Depreciation tends to slow significantly after the initial period. Owners who keep an EV for seven to ten years typically see the depreciation cost smooth out to something more manageable.
Where salary sacrifice fits in
For employed drivers whose employers offer salary sacrifice, comparing PCH, PCP, and buying outright without mentioning salary sacrifice misses the most cost-effective option on the list.
Salary sacrifice combines the PCH structure (lease, fixed term, hand back at end) with the tax advantage of paying from gross salary. The effective monthly cost from take-home pay is typically 20%–40% lower than the equivalent personal PCH payment on the same car.
The trade-offs are the same as any lease (no ownership, mileage limits, tied to employment), but the financial saving is difficult to replicate through any other route.
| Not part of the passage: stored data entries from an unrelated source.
PR #15601, opened 2023-08-21
[Unity] Add instruments to relay translator

quic-sanirudh:
Sometimes it is useful to instrument relay passes that are run during relay to relax translation, and this patch adds a new argument to relay translator to accept instruments list.

The instruments can be passed on as

```python
relay_translator.from_relay(..., instruments=[MyInstrumentsObject])
```

### DIFF
--- a/python/tvm/relax/testing/relay_translator.py
+++ b/python/tvm/relax/testing/relay_translator.py
@@ -18,11 +18,12 @@
 # pylint: disable=too-many-nested-blocks, unused-variable
 """Relay to Relax translator."""
 
-from typing import Any, Dict, List, Optional
+from typing import Any, Dict, List, Optional, Sequence
 
 import tvm
 from tvm import relax, relay
 from tvm.ir.module import IRModule
+from tvm.ir.instrument import PassInstrument
 from tvm.relax.testing import nn
 from tvm.relay.backend.te_compiler import select_implementation
 from tvm.runtime import NDArray
@@ -37,6 +38,7 @@ def from_relay(
     *,
     opt_level: int = 3,
     pass_config: Optional[Dict[str, Any]] = None,
+    instruments: Optional[Sequence[PassInstrument]] = None,
     disabled_pass: Optional[List[str]] = None,
     translate_op_with_tir: Optional[Dict[str, tvm.tir.PrimFunc]] = None,
     append_op_attrs: bool = False,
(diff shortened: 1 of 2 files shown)


quic-sanirudh:
@tvm-bot rerun

quic-sanirudh:
@tvm-bot rerun

quic-sanirudh:
@tvm-bot rerun

quic-sanirudh:
cc @junrushao @yongwww

quic-sanirudh:
cc @YuchenJin @Lunderberg

python/tvm/relax/testing/relay_translator.py
```diff
@@ -255,6 +261,7 @@ def visit_func(node):
         opt_level=opt_level,
         config=pass_config,
         disabled_pass=disabled_pass,
+        instruments=instruments,
```
Lunderberg, line 264: I like it, though I'm wondering if we should have it forward the instrumentation of the existing `PassContext`, rather than explicitly accept it as an argument.  That way, debug instrumentation set by a much higher scope would also be preserved, without requiring an update to the immediately-calling scope.

```python
instruments = tvm.transform.PassCurrent().instruments
```

Lunderberg (changes requested):

python/tvm/relax/testing/relay_translator.py
quic-sanirudh: Thanks for your review @Lunderberg.

I actually did it that way initially, but since the other arguments to `PassContext` such as `opt_level` and `pass_config` were taken as arguments to the relay translator, I modified it take instruments as an argument as well.

I can change it back to be forwarded from current PassContext as you've suggested, either way is fine with me, but in that case, should we also remove `opt_level` and `pass_config` from being arguments and forward them from current context as well? Since that would be a breaking change, I'm a bit hesitant to do that.

Lunderberg: Hmm, good point.  Since the other arguments are currently specified explicitly, probably better to keep it that way for consistency.

In the long-term, I think that entering a PassContext should probably distinguish between options that override the previous (`opt_level`), options that append to the previous (`instruments`, `disabled_passes`).

Lunderberg (approved):
Approved after discussion.  Long-term, the `PassContext` constructed here should probably take all options other than `pass_config` from the current pass context.

quic-sanirudh:
> Approved after discussion. Long-term, the `PassContext` constructed here should probably take all options other than `pass_config` from the current pass context.

Sure, I agree that in the long term, it might be better to pick it up from PassContext. Perhaps to avoid a breaking change initially, we can keep the arguments and prioritize them when provided, but when they're not provided, they can be picked up from the current PassContext.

If salary sacrifice is available to you, it should be the first option you evaluate, not an afterthought.
Read our salary sacrifice electric car guide to compare the numbers for your tax band.
Which option for which type of driver?
| Driver profile | Recommended option |
|---|---|
| Employed, employer offers salary sacrifice | Salary sacrifice first |
| Wants lowest monthly payment, no ownership | PCH |
| Wants option to own, manageable monthly cost | PCP |
| Keeping the car long-term, has capital | Buy outright |
| Wants to own, no lump sum available | HP |
| Self-employed, company car benefit wanted | Business lease or company car |
Frequently Asked Questions
Can I switch from a lease to buying the car? On a PCH (personal lease), no. PCH has no purchase option. On PCP, yes — you exercise the purchase option by paying the agreed balloon payment at the end of the term.
Is it better to buy an EV outright given falling new prices? If you buy outright at a time when prices are high and they subsequently fall, your asset loses value faster. Leasing sidesteps this because you are not holding the asset. Whether outright purchase is “better” depends on your time horizon — if you keep the car for many years, the depreciation becomes less relevant to your running cost per mile.
Does leasing include charging costs? No. On a personal lease, you pay for electricity separately. Some salary sacrifice schemes include charging benefits (such as a home charger or charging credits), but these are specific to the salary sacrifice product, not standard leasing.